PR #33316, opened 2026-09-08
Warn against public IPs for Managed Networks

kennyj42:
Warns that using a public IP for a Managed Networks TLS endpoint bypasses Gateway controls. Recommends a private endpoint so its traffic stays scoped to the managed network.

Internal source: https://chat.google.com/room/AAAAUdh_23M/pDKksyodKQg


kennyj42:
Supersedes #33128. This replacement uses a branch in the direct repository so the full docs workflow is available.

kodster28 (approved):

PR #33323, opened 2026-09-08
Document approval for infrastructure applications

kennyj42:
## Summary

- add infrastructure applications to the temporary authentication guide
- link purpose justification and approval setup from the infrastructure application workflow
- clarify that both controls are configured on an Allow policy

## Testing

- verified both internal policy links


kennyj42:
Supersedes #32281. This replacement uses a branch in the direct repository so the full docs workflow is available.

kodster28 (approved):

PR #33324, opened 2026-09-08
Document Workers and Pages domains for MCP portals

kennyj42:
## Summary

- document workers.dev and pages.dev as supported MCP portal domains
- clarify that an active zone is no longer required when using either managed domain
- update the portal creation steps to match the dashboard domain selector

## Testing

- verified the workers.dev documentation link


kennyj42:
Supersedes #32280. This replacement uses a branch in the direct repository so the full docs workflow is available.

irvinebroque (approved):

PR #33362, opened 2026-09-10
[Workers] Request redirect mode: only follow and manual are supported

stayinalive181:
### Summary

Correction to the Workers `Request` runtime API page (`src/content/docs/workers/runtime-apis/request.mdx`).

The page currently lists `error` as a valid redirect mode in two places: the `redirect` option of `RequestInit` and the read-only `redirect` property. Workers does not implement that mode. workerd rejects it while parsing the `RequestInit` dictionary, in [`src/workerd/api/http.c++`](https://github.com/cloudflare/workerd/blob/94e65452649f6772fe5e79dc7cf6fa3d26f3decc/src/workerd/api/http.c%2B%2B#L482-L487):

```
TypeError: Invalid redirect value, must be one of "follow" or "manual" ("error" won't be implemented since it does not make sense at the edge; use "manual" and check the response status code).
```

Because the exception is thrown when the `Request` is constructed, `fetch(url, { redirect: "error" })` fails before any request is sent, for every URL. Reproduced with `wrangler dev` and on deployed Workers; the identical failure for all destinations makes it look like a network problem, which is how we lost a day to it before finding the message above.

Both descriptions now say `follow` or `manual`, and explain that `error` throws a `TypeError` at construction and that `manual` plus a status-code check is the equivalent. A stray double space on the first line was removed at the same time.

### Documentation checklist

- [x] No changelog entry: this corrects the description of existing behaviour rather than announcing a change.
- [x] No files were renamed or moved, so no redirects are needed.


irvinebroque:
@stayinalive181 i am curious what you were building / what you were trying to make work when you ran into this

irvinebroque (commented):
@jasnell for review

stayinalive181:
Thanks for taking a look. We run a control plane on Workers that registers GPU inference nodes and delivers webhooks. Those outbound calls used `fetch(url, { redirect: "error" })`, since we never want to follow a redirect there. Every call threw before a request was sent, for every destination (`https://example.com` included), so it looked like an outbound networking problem rather than an invalid argument, and it took us about a day to get to the TypeError. The Request page listing `error` as a valid mode is what made us trust the option. We now use `redirect: "manual"` and check the status code, as the workerd error message suggests.

PR #33386, opened 2026-09-10
ci: run preview deploys concurrently

zeke:
This PR makes the two `wrangler deploy` calls in the `Deploy Preview` job's "Deploy to Cloudflare Workers" step run concurrently instead of sequentially.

★ ★ ★ ★ ★

In the answer, each line of the data must appear exactly as written.

* [Task solution]:
PR #33316, opened 2026-09-08
Warn against public IPs for Managed Networks

kennyj42:
Warns that using a public IP for a Managed Networks TLS endpoint bypasses Gateway controls. Recommends a private endpoint so its traffic stays scoped to the managed network.

Internal source: https://chat.google.com/room/AAAAUdh_23M/pDKksyodKQg


kennyj42:
Supersedes #33128. This replacement uses a branch in the direct repository so the full docs workflow is available.

kodster28 (approved):

PR #33323, opened 2026-09-08
Document approval for infrastructure applications

kennyj42:
## Summary

- add infrastructure applications to the temporary authentication guide
- link purpose justification and approval setup from the infrastructure application workflow
- clarify that both controls are configured on an Allow policy

## Testing

- verified both internal policy links


kennyj42:
Supersedes #32281. This replacement uses a branch in the direct repository so the full docs workflow is available.

kodster28 (approved):

PR #33324, opened 2026-09-08
Document Workers and Pages domains for MCP portals

kennyj42:
## Summary

- document workers.dev and pages.dev as supported MCP portal domains
- clarify that an active zone is no longer required when using either managed domain
- update the portal creation steps to match the dashboard domain selector

## Testing

- verified the workers.dev documentation link


kennyj42:
Supersedes #32280. This replacement uses a branch in the direct repository so the full docs workflow is available.

irvinebroque (approved):

PR #33362, opened 2026-09-10
[Workers] Request redirect mode: only follow and manual are supported

stayinalive181:
### Summary

Correction to the Workers `Request` runtime API page (`src/content/docs/workers/runtime-apis/request.mdx`).

The page currently lists `error` as a valid redirect mode in two places: the `redirect` option of `RequestInit` and the read-only `redirect` property. Workers does not implement that mode. workerd rejects it while parsing the `RequestInit` dictionary, in [`src/workerd/api/http.c++`](https://github.com/cloudflare/workerd/blob/94e65452649f6772fe5e79dc7cf6fa3d26f3decc/src/workerd/api/http.c%2B%2B#L482-L487):

```
TypeError: Invalid redirect value, must be one of "follow" or "manual" ("error" won't be implemented since it does not make sense at the edge; use "manual" and check the response status code).
```

Because the exception is thrown when the `Request` is constructed, `fetch(url, { redirect: "error" })` fails before any request is sent, for every URL. Reproduced with `wrangler dev` and on deployed Workers; the identical failure for all destinations makes it look like a network problem, which is how we lost a day to it before finding the message above.

Both descriptions now say `follow` or `manual`, and explain that `error` throws a `TypeError` at construction and that `manual` plus a status-code check is the equivalent. A stray double space on the first line was removed at the same time.

### Documentation checklist

- [x] No changelog entry: this corrects the description of existing behaviour rather than announcing a change.
- [x] No files were renamed or moved, so no redirects are needed.


irvinebroque:
@stayinalive181 i am curious what you were building / what you were trying to make work when you ran into this

irvinebroque (commented):
@jasnell for review

stayinalive181:
Thanks for taking a look. We run a control plane on Workers that registers GPU inference nodes and delivers webhooks. Those outbound calls used `fetch(url, { redirect: "error" })`, since we never want to follow a redirect there. Every call threw before a request was sent, for every destination (`https://example.com` included), so it looked like an outbound networking problem rather than an invalid argument, and it took us about a day to get to the TypeError. The Request page listing `error` as a valid mode is what made us trust the option. We now use `redirect: "manual"` and check the status code, as the workerd error message suggests.

PR #33386, opened 2026-09-10
ci: run preview deploys concurrently

zeke:
This PR makes the two `wrangler deploy` calls in the `Deploy Preview` job's "Deploy to Cloudflare Workers" step run concurrently instead of sequentially.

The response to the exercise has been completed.